To us, we value privacy and the security of our data and users – specifically we have a "Zero-Tolerance Policy" on storing logs or metadata of any kind, whatsoever (see our Privacy Policy for more on that). None of these solutions honored this privacy policy (without removing essential spam-detection functionality), so we had to create our own tool – thus "Spam Scanner" was born.

The solution we created provides several Features and is completely configurable to your liking. You can learn more about the actual Algorithm below. Contributors are welcome.

Features

Spam Scanner includes modern, essential, and performant features that to help reduce spam, phishing, and executable attacks.

Naive Bayes Classifier

Our Naive Bayesian classifier is available in this repository, the npm package, and is updated frequently as it gains upstream, anonymous, SHA-256 hashed data from Forward Email.

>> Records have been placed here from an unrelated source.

PR #5615, opened 2025-12-29
[fix] yep: fix 403 forbidden errors

Bnyro:
Apparently, yep has been broken for a while. Measures to fix it:
- only use HTTP/1.1, because our HTTP2 client gets fingerprinted and blocked
- send the `Origin` HTTP header


inetol (approved):
*I haven't seen any issues with not including Origin*

Bnyro:
> _I haven't seen any issues with not including Origin_
>
Strange, I thought it was required when I tested it. Anyways it probably doesn't hurt to keep it.

Thanks for the review :+1:

Issue #2295, opened 2023-03-30
Google: add a way to disable the thumbnails for the results


unixfox:
**Is your feature request related to a problem? Please describe.**
Google engine was recently changed, and it does now show thumbnails for some results:
![image](https://user-images.githubusercontent.com/4016501/228871310-abcd5a53-b215-4988-8b05-19944309d6e6.png)

I preferred when there were no thumbnails taking "useless" space.

**Describe the solution you'd like**
An ability to disable the thumbnails in the results given by Google engine.

**Describe alternatives you've considered**
Does this ability to disable thumbnails already exist somewhere? I haven't found it.

**Additional context**

return42:
We can add an option to disable .. should not be a big task.

But then thumbnails will be disabled for all google results / see my  https://github.com/searxng/searxng/issues/2287#issuecomment-1486882220 --> google has two kinds of results

One for topics like celebrity ... (which has a thumb for every result item)

![grafik](https://user-images.githubusercontent.com/554536/228877516-2949fe01-f9b1-4f25-bb1c-6b9c9cbcbd63.png)

One for common search terms .. (which has most often non thumbs in the result list / only a favicon is shown) ..

![grafik](https://user-images.githubusercontent.com/554536/228878133-035f1212-1050-4aa3-a1c4-70eb82418a43.png)

------

OT:  ...

![grafik](https://user-images.githubusercontent.com/554536/228879247-9f1cacd8-3f0a-4b74-baaa-e63c0641b50f.png)


don't use "all" language --> most SearXNG engines will fallback to "en" or do not give a language setting in the request and the origin search engine will choose a locale based on the location of the server IP.

I always recommend to use a language (fr) or a locale (fe-BE).  Alternatively use `:auto`.

dalf:
> An ability to disable the thumbnails in the results given by Google engine.

What if there are displayed on the right side ?

dalf:
What if thumbnails are displayed on right side (for LTR languages):

![image](https://user-images.githubusercontent.com/1594191/229342703-0efc59b0-a126-4ef4-8851-63624788eb04.png)

unixfox:
Would prefer to have no thumbnails at all, for having as many results as possible on the screen.

return42:
> Would prefer to have no thumbnails at all, for having as many results as possible on the screen.

Should we change the title:

> Google: add a way to disable the thumbnails for the results

[...]

PR #5617, opened 2025-12-30
[feat] add plugin which allows admins to hide thumbnails for search results

artooro:
## What does this PR do?

This PR adds a new official plugin that allows searxng instance administrators to easily disable thumbnails in search results.
It was done as a plugin instead of a theme option for simplicity.
The way it works is setting the `thumbnail` result attribute to None for all results.

I have a scenario where there is a desire for a search engine with no images. This is possible with stock searxng except for the thumbnails in the search results.
I've also noticed others requesting this as a feature, so instead of being an external plugin, it seems appropriate as an official plugin

1) Set the value of active to true in settings.yml (it is set to false by default of course)
2) Search for something likely to return a thumbnail, such as the word "chocolate".

```
  searx.plugins.hide_thumbnails.SXNGPlugin:
    active: true
```

## Related issues

Issue https://github.com/searxng/searxng/issues/2295 is closed as "not planned" but I'm hoping this contribution will be welcome.

### DIFF
--- a/searx/plugins/hide_thumbnails.py
+++ b/searx/plugins/hide_thumbnails.py
@@ -1,0 +1,39 @@
+# SPDX-License-Identifier: AGPL-3.0-or-later
+
+"""
+This plugin removes the 'thumbnail' property from search results if the 'hide_thumbnails' setting is enabled.
+"""
+
+import typing
+from flask_babel import gettext
+
+from searx.plugins import Plugin, PluginInfo
+from searx.result_types import Result
+
+if typing.TYPE_CHECKING:
+    from searx.search import SearchWithPlugins
+    from searx.extended_types import SXNG_Request
+    from searx.result_types import Result
+    from searx.plugins import PluginCfg
+
+
+class SXNGPlugin(Plugin):
+    id: str = "hide_thumbnails"
+
+    def __init__(self, plg_cfg: "PluginCfg") -> None:
+        super().__init__(plg_cfg)
+        self.info = PluginInfo(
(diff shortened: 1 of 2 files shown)


return42:
> It was done as a plugin instead of a theme option for simplicity.

When implemented as a plugin, the SearXNG server continues to load the favicons from the network and consumes resources.  Only at the end, when all results are compiled, are the favicons removed from the results.

If no favicons are needed, none should be obtained from the network.

> Issue https://github.com/searxng/searxng/issues/2295 is closed as "not planned"

"not planed", since this feature request wants to disable favicons for a single engine (google) 

> but I'm hoping this contribution will be welcome.

Yes, contrib is welcome: but why are you implement a Plugin when you can simply switch off the feature [search.favicon_resolver](https://docs.searxng.org/admin/settings/settings_search.html)

artooro:
@return42 I just looked at the `favicon_resolver` setting and it's off by default (I never turned it on) and also doesn't appear to be related to thumbnails. I'm pretty sure it has nothing to do with this PR.

The thumbnail code doesn't seem to involve any fetching, just some parsing, for example the brave engine uses this:

```
thumbnail: str = eval_xpath_getindex(result, ".//a[contains(@class, 'thumbnail')]//img/@src", 0, default="")
```

If you would prefer that I work on a setting to make the skipping of thumbnails happen for each engine instead of being stripped later in the process, it would be more work but I'm willing to do it. My thought process was that it would be preferred to keep the engines simple and strip it as a post processing step.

It was trained with an extremely large dataset of spam, ham, and abuse reporting format ("ARF") data. This dataset was compiled privately from multiple sources.

Spam Content Detection

Provides an out of the box trained Naive Bayesian classifier (uses naivebayes and natural under the hood), which is sourced from hundreds of thousands of spam and ham emails. This classifier relies upon tokenized and stemmed words (with respect to the language of the email as well) into two categories ("spam" and "ham").

Phishing Content Detection

Robust phishing detection approach which prevents domain swapping, IDN homograph attacks, and more.

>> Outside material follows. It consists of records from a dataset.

PR #5644, opened 2026-01-08
[fix] engine: switch to using GSA for iPhone useragent

### LINKED ISSUE #5286: Bug: google engine

themg95:
## What does this PR do?

Switched to using the GSA for iPhone user agent and changed the parsing accordingly

fixes google not working 

query the google engine

## Related issues

Closes #5286


themg95:
To explain more, I was experimenting with the NID cookie with random user agents. Then, I noticed that sometimes the search request would return results, even without the NID cookie. After looking into it more and running some tests, I realized that this was only happening with the Google Search App on an iPhone. I think google might've forgotten to add the NID check there.

Also, I've tested the rate limits of this method, and after 3k identical requests, I only encountered a captcha once, but the subsequent requests went through, so I assume that there's no rate limit, but very, very rarely, there might be a random captcha. Unfortunately though, in my testing, sometimes (not frequently enough to be a big issue but enough to be a minor annoyance) the request times out.

inetol:
This will not be a permanent solution, and I doubt it will take them long to patch it now that it has been disclosed, but it will give us more time to build a proper way to handle that requirement.

themg95:
Yeah, that's what I thought as well but this is the best we got for the time being.

searx/data/__init__.py
```diff
@@ -105,3 +105,16 @@ def ahmia_blacklist_loader() -> list[str]:
...
+def gsa_useragents_loader() -> list[str]:
+    """Load data from `gsa_useragents.txt` and return a list of user agents
+    suitable for Google.  The user agents are fetched by::
+
+      searxng_extra/update/update_gsa_useragents.py
+
+    This function is used by :py:mod:`searx.engines.google`.
+
+    """
+    with open(data_dir / 'gsa_useragents.txt', encoding='utf-8') as f:
```
Bnyro, line 126: nit: Instead of loading this data every time when `gsa_useragents_loader` is called (i.e. each time a user makes a request), please use the `lazy_globals` and `data_json_files` as above. 

This way, the user agents are loaded into memory the first time `gsa_useragents_loader` is called and afterwards the memory-cached value will be returned instead of loading them from the disk file again (which might in some cases be significantly slower if there are many concurrent requests).

searx/engines/google.py
```diff
@@ -262,6 +265,7 @@ def get_google_info(params: "OnlineParams", eng_traits: EngineTraits) -> dict[st
     # HTTP headers
 
     ret_val['headers']['Accept'] = '*/*'
+    ret_val['headers']['User-Agent'] = random.choice(useragents)
```
Bnyro:
```suggestion
    ret_val['headers']['User-Agent'] = utils.gen_gsa_useragent()
```
Please move the user agent selection to `searx/utils.py`, as we already have all our other user-agent related methods there: 
https://github.com/searxng/searxng/blob/master/searx/utils.py#L84

searx/data/__init__.py
themg95: hmm ok, i just copied the `ahmia_blacklist` code which doesn't do that. 

anyway, i tried making it fetch the file and assign it as a global variable in `google.py`, so i assume it'll only run once? or do engines get re-imported on every request?

Bnyro:
Thanks a lot for the research and the PR @themg95 !

searx/data/__init__.py
Bnyro: The answer doesn't seem to be relevant anymore because you already found a solution yourself as it seems :)

I'll answer it anyways:
- Each engine is initialized once per thread (e.g. if you run SearXNG with 4 threads, each engine is created 4 times)
- So in this case, loading it in the `init` method of the engine would also have been fine. But the now-implemented solution seems cleaner anyways.

Bnyro (approved):

tiekoetter (approved):
Tested on my public instance

searx/engines/google.py
```diff
@@ -262,6 +262,7 @@ def get_google_info(params: "OnlineParams", eng_traits: EngineTraits) -> dict[st
     # HTTP headers
 
     ret_val['headers']['Accept'] = '*/*'
+    ret_val['headers']['User-Agent'] = gen_gsa_useragent()
```
themg95, line 265: That's the whole point of this PR, though? To change the user agent to bypass the no-js restrictions

return42: Yeah .. my test was set up incorrectly .. sorry for the post!

yeyuchen198:
It seems not working today

return42:
The google "GSA for iPhone User-Agent" don't work any longer .. can you please have a look / thanks a lot.

PR #5674, opened 2026-01-19
[fix] google: decode urls before passing them onto results

### LINKED ISSUE #5673: Google search result URLs are always percent-encoded, messing up URL parameters
2026.1.16+2d9f213ca (4eb373b55)

**How did you ~~install~~ use SearXNG?**
Public instances at https://searx.tiekoetter.com/ and https://search.rhscz.eu/

**What happened?**

Search result URLs are percent-encoded when they should not be. This seems to only occur with the Google engine. This is mainly an issue with URLs that contain URL parameters (such as `?id=12345&foo=bar`, which gets encoded as `%3Fid%3D12345%26foo%3Dbar`)

**How To Reproduce**

1. Do one of the following searches:
    * https://searx.tiekoetter.com/search?q=!go+hacker+news+searxng
    * https://search.rhscz.eu/search?q=!go+hacker+news+searxng
2. Click on any result, e.g. the one titled “SearXNG is a free internet metasearch engine”.
3. Observe a 404 error with “Unknown.” displayed, because the URL is now https://news.ycombinator.com/item%3Fid%3D39948044 when it should be https://news.ycombinator.com/item?id=39948044.

**Expected behavior**

URLs aren’t percent-encoded when they shouldn’t be. The correct behavior can be seen with a different engine, e.g. https://search.rhscz.eu/search?q=!szn+news.ycombinator.com+searxng (news.ycombinator.com is third in my result list) (Bing, Yahoo and DDG all don’t work as testing engines for this.)

**Screenshots & Logs**
*None*

**Additional context**
Seems to be browser-independent, as it happens on both Firefox and Chromium.

themg95:
## What does this PR do?

Decodes the URLs from google

The previous commit that fixed google also broke some URLs that have query parameters, this PR fixes that.

Run the test queries in #5673

## Related issues
Fixes #5673

### DIFF
--- a/searx/engines/google.py
+++ b/searx/engines/google.py
@@ -17,7 +17,7 @@ import re
 import random
 import string
 import time
-from urllib.parse import urlencode
+from urllib.parse import urlencode, unquote
 from lxml import html
 import babel
 import babel.core
@@ -373,7 +373,7 @@ def response(resp: "SXNG_Response"):
             if raw_url is None:
                 logger.debug('ignoring item from the result_xpath list: missing url of title "%s"', title)
                 continue
-            url = raw_url[7:].split('&sa=U')[0]  # remove the google redirector
+            url = unquote(raw_url[7:].split('&sa=U')[0])  # remove the google redirector
 
             content_nodes = eval_xpath(result, './/div[contains(@data-sncf, "1")]')
             for item in content_nodes:


inetol (approved):

Openstreetmapler:
~~**Regression: This might have re-triggered issue #5286!**~~

EDIT: Based on the actual commit, it doesn’t seem plausible anymore that this broke something.

PR #5675, opened 2026-01-20
[fix] iqiyi: update album_info key

hubutui:
subscriptionContent -> subscriptContent

## What does this PR do?

update album_info key for iqiyi

`subscriptionContent -> subscriptContent`, this is a minor change.


Bnyro (approved):
Thanks for the fix :+1:

PR #5689, opened 2026-01-25
[feat] add artstation engine

Austin-Olacsi:
## What does this PR do?

adds new engine for artstation

decent image results.

make run
!as bmw

### DIFF
--- a/searx/engines/artstation.py
+++ b/searx/engines/artstation.py
@@ -1,0 +1,105 @@
+# SPDX-License-Identifier: AGPL-3.0-or-later
+"""Artstation (images)"""
+
+import re
+import typing as t
+from json import dumps
+
+from searx.result_types import EngineResults
+from searx.network import post
+from searx.enginelib import EngineCache
+
+# Engine metadata
+about = {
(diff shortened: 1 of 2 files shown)


searx/engines/artstation.py
```diff
@@ -0,0 +1,80 @@
...
+# Engine configuration
+paging = True
+categories = ['images']
+results_per_page = 20
+
+# Search URL
+base_url = "https://www.artstation.com/api/v2/search/projects.json"
+
+
+def fetch_csrf_tokens():
```
Bnyro, line 44: Subsequent requests on Artstation can (and should) use the same CSRF token. That makes it harder to detect us as a bot, as it might be conspicuous if we request so many CSRF tokens from the same IP.

Hence, we should cache the token inside an `EngineCache`. See e.g. https://github.com/searxng/searxng/blob/eea189286388dc270e2bcd7a3b17cc4cd76d761e/searx/engines/360search.py#L40

Bnyro:
Thanks for implementing this engine, looks very interesting :+1:

Bnyro (approved):
Thank you!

Executable Link and Attachment Detection

Link and attachment detection techniques that checks links in the message, "Content-Type" headers, file extensions, magic number, and prevents homograph attacks on file names – all against a list of executable file extensions.

Virus Detection

Using ClamAV, it scans email attachments (including embedded CID images) for trojans, viruses, malware, and/or other malicious threats.

NSFW Image Detection

We have plans to add NSFW image detection and opt-in toxicity detection as well.

Algorithm

In a nutshell, here is how the Spam Scanner algorithm works:

A message is passed to Spam Scanner, known as the "source".
In parallel and asynchronously, the source is passed to functions that detect the following:
- Classification
- Phishing
- Executables
- Arbitrary
- Viruses
After all functions complete, if any returned a value indicating it is spam, then the source is considered to be spam. A detailed result object is provided for inspection into the reason(s).

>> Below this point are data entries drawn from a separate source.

PR #769, opened 2018-05-14
Parse comments at beginning of periodic transactions.

### LINKED ISSUE #759: can't comment a posting in a periodic transaction
This posting is commented and should be ignored, but isn't:
```
~ weekly
    ; (a)  1
```
```
$ hledger reg --forecast
hledger: could not balance this transaction (real postings are off by 1)
2018/05/14 Forecast transaction (weekly)
    ; (a)               1
```
This affects periodic transactions, not regular ones.

Xitian9:
Fixes #759

### DIFF
--- a/hledger-lib/Hledger/Read/JournalReader.hs
+++ b/hledger-lib/Hledger/Read/JournalReader.hs
@@ -457,11 +457,13 @@ modifiertransactionp = do
   postings <- postingsp Nothing
   return $ ModifierTransaction valueexpr postings
 
+-- | Parse a periodic transaction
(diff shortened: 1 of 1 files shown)


Xitian9:
It might be a better approach to allow comments in the first line of a periodic transaction, which would allow unification of treatment of comments between periodic and normal transactions. However, this would require disallowing semicolons in periodic expressions. I don't think there are any circumstances when they should be there anyway, but I'd be hesitant to make this change without consultation.

simonmichael:
Thanks! I think it makes sense for periodic transactions to parse as similarly to regular transactions as possible. I don't know of any reason semicolon would need to work differently there.

simonmichael:
Thanks!

PR #773, opened 2018-05-15
lib: fix performance regression introduced in 30ae9914

awjchen:
In commit 30ae9914, I introduced a performance regression: the memory usage of `hledger -f examples/10000x10000x10.journal register +RTS -s > /dev/null` (compiled with `-O2`) increased from `92 MB` to `104 MB`. The change contained in this pull request reverses the regression when applied to both 30ae9914 and the current master branch.


simonmichael:
I think this commit breaks three functional tests. (I'm not sure why travis is not completing here.)

awjchen:
Ah, I forgot the leading newline. Hopefully this time it works.

On another note, how do I run the functional tests locally?

simonmichael:
Guessing it works. Thanks!

PR #777, opened 2018-05-17
Refactor comment parsers

awjchen:
In this PR I refactor the comment parsers (in `Hledger/Read`).

I have done this to prepare for a discussion and potential implementation of changes to the allowed syntax for comments, tags, date-tags, and bracketed dates. The intention of this PR, however, is to preserve the current syntax and behaviour.

The primary refactoring in this PR, taking place in the first four commits, is the weakening of several parsers from `ErroringJournalParser` (`StateT Journal`, `ParsecT`, and `ExceptT`) or `JournalParser` (`StateT Journal`, `ParsecT`) to `SimpleTextParser` (`Parsec`). From brief checks (`+RTS s`), this change is associated with a slight decrease in performance (slightly longer runtime, slightly higher memory usage when parsing comments). This is surprising to me, as I was expecting these changes to at least preserve performance. (Perhaps it is something to with strictness? Or maybe I have done something silly.)

The fifth commit removes the redundant parsing alternatives following `followingcommentsp` (and `followingcommentandtagsp`), in `Read/JournalReader.hs`. These alternatives are redundant because they parse a case that is already attempted in `followingcommentsp`.

The sixth commit is just cleanup and polish. I hope my code style is acceptable for the project; if not, I am willing to go back and reformat it.

In this PR, I have built and tested with `stack --stack-yaml=ghc7.10.yaml`, so hopefully I will not break backwards compatibility again.

### DIFF
--- a/hledger-lib/Hledger/Read/Common.hs
+++ b/hledger-lib/Hledger/Read/Common.hs
@@ -95,10 +95,10 @@ where
 --- * imports
 import Prelude ()
 import Prelude.Compat hiding (readFile)
-import Control.Arrow ((***))
 import Control.Monad.Compat
 import Control.Monad.Except (ExceptT(..), runExceptT, throwError) --, catchError)
 import Control.Monad.State.Strict
+import Data.Bifunctor
 import Data.Char
 import Data.Data
 import Data.Default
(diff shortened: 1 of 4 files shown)


simonmichael:
Nice cleanups!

We have extensively documented the API which provides insight into how each of these functions work.

Requirements

Note that you can simply use the Spam Scanner API for free at https://spamscanner.net instead of having to independently maintain and self-host your own instance.

Dependency	Description
Node.js	You must install Node.js in order to use this project as it is Node.js based. We recommend using nvm and installing the latest with `nvm install --lts`. If you simply want to use the Spam Scanner API, visit the website at https://spamscanner.net for more information.
Cloudflare	You can optionally set `1.1.1.3` and `1.0.0.3` as your DNS servers as we use DNS over HTTPS to perform a lookup on links, with a fallback to the DNS servers set on the system itself if the DNS over HTTPS request fails. We use Cloudflare for Family for detecting phishing and malware links.
ClamAV	You must install ClamAV on your system as we use it to scan for viruses. See ClamAV Configuration below.

ClamAV Configuration

Ubuntu

Install ClamAV:
```
sudo apt-get update
sudo apt-get install build-essential clamav-daemon clamav-freshclam clamav-unofficial-sigs -qq
sudo service clamav-daemon start
```
You may need to run sudo freshclam -v if you receive an error when checking sudo service clamav-daemon status, but it is unlikely and depends on your distro.

Configure ClamAV:

sudo vim /etc/clamav/clamd.conf

-Example
+#Example

-#StreamMaxLength 10M
+StreamMaxLength 50M

+# this file path may be different on your OS (that's OK)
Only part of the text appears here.